Permintaan Minyak Turun & Harga Drop, Ini Dampaknya ke RI

Penurunan harga minyak mentah global juga membuat harga minyak mentah domestik tertekan. Indonesian Crude Price (ICP) sempat drop ke US$ 20,66 per barel dari Januari di US$ 65,38 per barel. Kini ICP berangsur membaik dengan ICP Juni mencapai US$ 36,68 (+42%). Kemudian pada Juli naik lagi ke US$ 40,64 per barel.
Penurunan harga minyak ini tentu berdampak pada semua pihak di Tanah Air, baik pemerintah, bank sentral pelaku usaha hingga masyarakat luas. Sebagai net oil importer, penurunan harga minyak memberikan dampak positif bagi Bank Indonesia (BI) selaku otoritas moneter Tanah Air.
Kebutuhan devisa untuk mengimpor minyak menjadi berkurang. Dari sisi neraca perdagangan dan transaksi berjalan, penurunan harga serta kebutuhan impor ini pun memberikan dampak yang positif.

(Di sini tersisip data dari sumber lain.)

PR #2114, opened 2019-05-22
Fixed missing add button in global admin.

Vitalij-Voronkoff:
BroadleafCommerce/QA#3664

The problem can be occur when using/switching to jQuery 3. It's because all ready states in the new jQuery 3 are now fully asynchron. This means, that there is no given order for your code to be executed.

Because of this, it could happen, that load is been triggered before your ready state has been executed. When your ready function now finally gets triggered, your load listener is too late and will not be executed.

### DIFF
--- a/admin/broadleaf-open-admin-platform/src/main/resources/open_admin_style/js/admin/blc-admin.js
+++ b/admin/broadleaf-open-admin-platform/src/main/resources/open_admin_style/js/admin/blc-admin.js
@@ -1382,22 +1382,26 @@ var getCurrentHashVal = function() {
     return hash.substr(1);
 };
 
-function enableEntityButtonsIfReady() {
-// primary entity buttons should be disabled until page is loaded
+function finalPageLoadIfReady() {
     if (BLC.readyEventTriggered && BLC.loadEventTriggered) {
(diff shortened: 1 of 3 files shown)


admin/broadleaf-open-admin-platform/src/main/resources/open_admin_style/js/admin/blc-admin.js
```diff
@@ -1380,12 +1380,12 @@ var getCurrentHashVal = function() {
     return hash.substr(1);
 };
 
-$(document).ready(function() {
-    // primary entity buttons should be disabled until page is loaded
-    $(window).on('load', function () {
-        $('.button.primary.large:not(.submit-button):not(.modify-production-inventory)').prop('disabled', false).removeClass('disabled');
-    });
+// primary entity buttons should be disabled until page is loaded
+$(window).on('load', function () {
```
oleksiimiroshnyk: is this the only place ?
I think there might couple of more places where we use onload handler, can you please doublecheck them also ?

Vitalij-Voronkoff: other places fixed in [OMS](https://github.com/BroadleafCommerce/OMS/pull/383)

PR #2121, opened 2019-06-10
Feature rating summary - total - last update

egorbatik:
**A Brief Overview**
RatingSummary as is, does not include a totalratings and the date where the rating were added, since the entity contains the average is common to have the total rating in this entity as well.

This has impact in the performance as well as secondary-inheriting entity doesn't have the same performance regarding caches.
 
**Additional context**
This came out in the context of the performance enhanctment that are being done in gopher.

### DIFF
--- a/core/broadleaf-framework/src/main/java/org/broadleafcommerce/core/rating/domain/RatingSummary.java
+++ b/core/broadleaf-framework/src/main/java/org/broadleafcommerce/core/rating/domain/RatingSummary.java
@@ -17,9 +17,10 @@
  */
 package org.broadleafcommerce.core.rating.domain;
 
-import org.broadleafcommerce.core.rating.service.type.RatingType;
-
+import java.util.Date;
 import java.util.List;
+
+import org.broadleafcommerce.core.rating.service.type.RatingType;
 
 public interface RatingSummary {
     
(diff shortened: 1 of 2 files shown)


elbertbautista:
After talking with @danielcolgrove - since there are schema updates, we can't automatically merge this into the 5.2.x line. We need to re-factor these properties to be included as an optional weave via a system property

See the following in `bl-framework-applicationContext.xml` as an example:

```
    <bean id="blOfferUsesConditionalDirectCopyTransformerMember" class="org.broadleafcommerce.common.weave.ConditionalDirectCopyTransformMemberDto">
        <property name="templateTokens">
            <util:constant static-field="org.broadleafcommerce.core.offer.service.type.OfferOptionalDirectCopyTransformTypes.OPTIONAL_OFFER_USES_FIELDS"/>
        </property>
        <property name="conditionalProperty" value="enable.optional.offer.uses.fields"/>
    </bean>

    <bean id="blSkuMinOrderQuantityConditionalDirectCopyTransformerMember" class="org.broadleafcommerce.common.weave.ConditionalDirectCopyTransformMemberDto">
        <property name="templateTokens" value="optionalSkuMinOrderQuantityField"/>
        <property name="conditionalProperty" value="enable.sku.minOrderQuantity.field"/>
    </bean>
```

PR #2125, opened 2019-06-14
Allows not initial resource bundle requests to not specify mapping prefix and file list.

marieStandeven:
Resolves https://github.com/BroadleafCommerce/QA/issues/3686

Non initial bundle requests were failing due to file list and mapping prefix not being specified. Since they are not the initial request, they do not need to specify these attributes as noted in the Javadocs.
These changes allow for the mapping prefix and file list to be null - not specified - on not initial resource bundle requests.


phillipuniverse (approved):
Nice, LGTM

Issue #1292, opened 2015-03-26
Add api for resolving profile information from an entity


bpolster:
It is sometimes helpful for modules running in an "BLC MultiTenant" installation to easily have access to the underlying profile and catalog information.  

This API is not intended for use in non-BLC multi-tenant or enterprise installations.

PR #2130, opened 2019-06-24
Added property to allow sorting on a Product's parent Category to be disabled in the Admin due to unresolvable issues.

nathandmoore:
For BroadleafCommerce/QA#1292

To disable sorting, set `allow.product.parent.category.sorting=false`. In order not to cause unexpected changes in client environments, the default is `true`.


nathandmoore:
These commits are cherry-picked from 6.0. I'm pretty sure the best thing to do is to rebase and merge rather than squash or do a regular merge.

PR #2135, opened 2019-07-10
Don't save if validation error in dynamic form

oleksiimiroshnyk:
BroadleafCommerce/QA#3321
Don't save if validation error in dynamic form


oleksiimiroshnyk:
wrong soluition

PR #2147, opened 2019-08-07
Fix Solr alphabetical sort doesn't consider word order

marieStandeven:
**A Brief Overview**
When sorting A-Z on the product list page, the items don't appear to be sorted. However, it is sorting based on the lowest alphabetical word in the product name, and not using the product name as a phrase.
This PR adds the string field_type to the product name field to ensure that the products are sorted as a customer or business user would expect.

**Link to QA issue**
https://github.com/BroadleafCommerce/QA/issues/3726


phillipuniverse:
When does the sort actually get applied? I would expect that there would need to be some other change to sort on `product_name_s` instead of whatever it's doing now

marieStandeven:
@phillipuniverse actually, I had assumed that there was some sort of field type priority in Solr, and based on the correct sorting being sent back I had figured string had the higher priority. I know I shouldn't assume so I went back to verify and there is this property:

```
# These are the default sortable field types, if a client has additional field types
# to sort by, redefine this list with those types included
solr.sortable.field.types=sort,s,p,i,l
```

So, if any of the above field types exists on the field, it will use that for sorting.

phillipuniverse (approved):
👍 great, thanks for verifying that!

Issue #540, opened 2019-10-21
Refactor tx fee payments


timmoreton:
### Expected Behavior

In `state_transition.go` change how transaction fees are distributed: 
* Send the entire `base` transaction fee to the infrastructure fund
*  Send the `tip` to the validator.

And update the documentation.

Background: with our current scheme, there is an attack if any part of the base is allocated to an entity (i.e a validator or a full node) whereby they have an incentive to fill blocks with dummy transactions (with low or no cost, since they receive [a portion of] the `base`) and push the gas price minimum up.  

We will be adding a new fixed fee for payments to full nodes. See #541

nategraf:
The initial proposal here is to send the entire gas fee base to the infrastructure fund. We could alternatively burn part or even all of it (as decided through governance), which is closer to the original design discussed in EIP1559 [1].

One edge case worth noting is when the the Governance contract has not yet been deployed or otherwise cannot be found. In that case my intuition is to burn the gas fee, but that may be worth discussing.

[1] https://medium.com/@eric.conner/fixing-the-ethereum-fee-market-eip-1559-9109f1c1814b

PR #563, opened 2019-11-01
Split gas fee into base and tip with base going to infrastructure fund

nategraf:
### Description

As discussed in https://github.com/celo-org/celo-blockchain/issues/540, this PR splits the gas fee into a base and tip, sending the base to the infrastructure fund and the tip to the block proposer. Additionally the proposer fraction is no longer needed from the has price minimum contract and references to it are removed.

### Tested

Existing unit tests in this repo and e2e tests [WIP] in the monorepo

### Other changes

Changed p2p tests for invalid port format to use `strings.Contains` to work around differing output behavior from golang 11.5 and what is used in CI.

### Related issues

- Fixes https://github.com/celo-org/celo-blockchain/issues/540

### Backwards compatibility

This change is not backwards compatible


nategraf:
Marking `do not merge` util I've had a chance to ensure this is covered in e2e tests

nategraf:
Removing `do not merge` tag with the introduction of https://github.com/celo-org/celo-monorepo/pull/1585

contract_comm/gasprice_minimum/gasprice_minimum.go
```diff
@@ -98,17 +80,11 @@ const (
 )
 
 var (
-	gasPriceMinimumABI, _                      = abi.JSON(strings.NewReader(gasPriceMinimumABIString))
-	FallbackProposerFraction *ProposerFraction = &ProposerFraction{big.NewInt(0), big.NewInt(1)}
-	FallbackGasPriceMinimum  *big.Int          = big.NewInt(0) // gasprice min to return if contracts are not found
-	suggestionMultiplier     *big.Int          = big.NewInt(5) // The multiplier that we apply to the minimum when suggesting gas price
+	gasPriceMinimumABI, _            = abi.JSON(strings.NewReader(gasPriceMinimumABIString))
+	FallbackGasPriceMinimum *big.Int = big.NewInt(0) // gasprice min to return if contracts are not found
```
asaj: nit: Adjust comment to `gas price minimum to return if unable to fetch from contract`

core/state_transition.go
```diff
@@ -374,27 +373,29 @@ func (st *StateTransition) TransitionDb() (ret []byte, usedGas uint64, failed bo
...
-	if err = st.creditGas(st.evm.Coinbase, coinbaseTxFee, msg.GasCurrency()); err != nil {
+	if err = st.creditGas(st.evm.Coinbase, tipTxFee, msg.GasCurrency()); err != nil {
 		return nil, 0, false, err
 	}
-	if err = st.creditGas(*txFeeRecipient, recipientTxFee, msg.GasCurrency()); err != nil {
-		return nil, 0, false, err
+
+	governanceAddress, err := vm.GetRegisteredAddressWithEvm(params.GovernanceRegistryId, evm)
+	if err != nil {
+		log.Trace("Cannot credit gas fee to infrastructure fund: burning the fee", "error", err, "fee", baseTxFee)
```
asaj: My concern here is that burning the fee would break the invariant that `totalSupply` is the sum of balances over all accounts. Which I suppose nothing relies on strictly, but it makes me uneasy.

Is there somewhere else we could send it that would make sense?

p2p/discv5/node_test.go
```diff
@@ -73,7 +73,7 @@ var parseNodeTests = []struct {
 	{
 		rawurl: "enode://1dd9d65c4552b5eb43d5ad55a2ee3f56c6cbc1c64a5c8d659f51fcd51bace24351232b8d7821617d2b29b54b81cdefb9b3e9c37d7fd5f63270bcc9e1a6f6a439@127.0.0.1:foo",
 		// net/url.Parse(rawurl) returns an error with rawurl and why the parse failed.
-		wantError: `parse enode://1dd9d65c4552b5eb43d5ad55a2ee3f56c6cbc1c64a5c8d659f51fcd51bace24351232b8d7821617d2b29b54b81cdefb9b3e9c37d7fd5f63270bcc9e1a6f6a439@127.0.0.1:foo: invalid port ":foo" after host`,
+		wantError: `invalid port`,
```
asaj: Why did this file change?

p2p/enode/urlv4_test.go
```diff
@@ -48,7 +48,7 @@ var parseNodeTests = []struct {
 	{
 		// net/url.Parse(rawurl) returns an error with rawurl and why the parse failed.
 		rawurl:    "enode://1dd9d65c4552b5eb43d5ad55a2ee3f56c6cbc1c64a5c8d659f51fcd51bace24351232b8d7821617d2b29b54b81cdefb9b3e9c37d7fd5f63270bcc9e1a6f6a439@127.0.0.1:foo",
-		wantError: `parse enode://1dd9d65c4552b5eb43d5ad55a2ee3f56c6cbc1c64a5c8d659f51fcd51bace24351232b8d7821617d2b29b54b81cdefb9b3e9c37d7fd5f63270bcc9e1a6f6a439@127.0.0.1:foo: invalid port ":foo" after host`,
+		wantError: `invalid port`,
```
asaj: Ditto

p2p/discv5/node_test.go
nategraf: The output of this test depends on what version of go is being run. It was modified in https://github.com/celo-org/celo-blockchain/commit/f960cf71d8 to work for the version of Go used in Circle, but was failing for me locally with Go 1.11.5. I would like to make it work more universally so that I can run go test locally.

core/state_transition.go
nategraf: I see two options here:
1.  Send it to either the sender or the block proposer, both of which expose the vulnerability we are trying to eliminate, but only until the Governance contract is deployed.
2. Have a fixed address (like out `ce10` address for the registry) or one that is configured in the genesis block act as the account for the infrastructure fund so we know it is always available.

contract_comm/gasprice_minimum/gasprice_minimum.go
nategraf: 👍

core/state_transition.go
asaj: +1 to option 1, I think it's fine for this vulnerability to exist in that small window during network initialization. There even exists a world in which we encode the deployment of all the core contract into the genesis block.

I don't have a strong preference for sending it to the proposer vs the sender. For the former, we expose the attack where the block proposers will want to fill the block with fake txs to drive up fee revenue. For the latter, we expose the DOS risk of potentially free txs for users, which only occurs if tx senders specify the exact gas price minimum as their gas price. In the case where there's competition, users will need to specify higher gas prices, and I think this actually winds up reducing to be more or less equivalent to the market for txs in ethereum (though not exactly). So actually, would probably suggest sending it back to the sender.

nategraf: Sending the fees to the sender has the same gas price minimum (GPM) attack as if it was sent to proposer because the proposer can construct a number of empty transactions that are send from accounts they control, so it has both the GPM attack risk and the DOS attack risk.
One addition to this PR that could be made is to only enforce the GPM if the governance address is available in addition to the GPM parameter. That will encode the current Ethereum market system as the fallback and eliminate this window for a GPM attack to occur (as there will be no enforce GPM to push up)

nategraf: We discussed this offline: My assertion that the GPM attack is still feasible in the "refund to sender" scenario is not true because the proposers will have no incentive to push the GPM up (and a weak incentive to push it down as a high GPM in that scenario means the caller needs a certain amount of funds in their account)
We will go with the "refund to sender" approach

PR #572, opened 2019-11-06
Remove all identity-related code from celo-blockchain

### LINKED ISSUE #571: Developers should not be able to reference identity related code in celo-blockchain

nambrot:
### Description

With the move to make the reveal off-chain, we can remove all identity related code from celo-blockchain

### Tested

- [x] compiles

### Related issues

- Fixes #571 
### Backwards compatibility

- Not compatible with the contract version of Attestations that still reveals on-chain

Data BPS menunjukkan, impor migas RI bulan Agustus tercatat mencapai US$ 0,95 miliar atau turun 0,88% (mom) dibanding Juli dan anjlok 41,75% (yoy) dibanding periode yang sama tahun lalu.
Pada periode Januari-Agustus 2020, RI mengimpor US$ 7,8 miliar minyak mentah dan hasil olahannya. Angka ini turun 25% (yoy) dibanding periode yang sama tahun lalu sebesar US$ 10,4 miliar.
Hal ini berdampak pada penurunan defisit neraca migas Tanah Air yang semula US$ 6,3 miliar menjadi US$ 4,2 miliar saja untuk periode delapan bulan pertama tahun ini.
Mengecilnya defisit neraca migas ini juga memberikan sumbangsih terhadap penurunan defisit transaksi berjalan (CAD) RI. Pada kuartal kedua CAD membaik menjadi US$ -2,8 miliar atau -1,2% PDB.
Bagi pemerintah, penurunan harga minyak mentah ini memberikan dampak positif maupun negatif. Dampak positif penurunan harga minyak tentu membuat kebutuhan anggaran untuk subsidi BBM bisa menjadi lebih ringan.
Namun dampak negatifnya juga banyak. Anjloknya harga minyak mentah membuat penerimaan pajak dari sektor ini juga tertekan. Selain itu investasi migas terutama di sektor hulu juga ikut terdampak negatif.
Hingga Mei 2020, investasi di sektor hulu migas yang sudah terealisasi baru US$ 3,93 miliar. Investasi yang awalnya ditargetkan mencapai US$ 13,8 miliar diperkirakan paling maksimal di angka US$ 11,8 miliar tahun ini.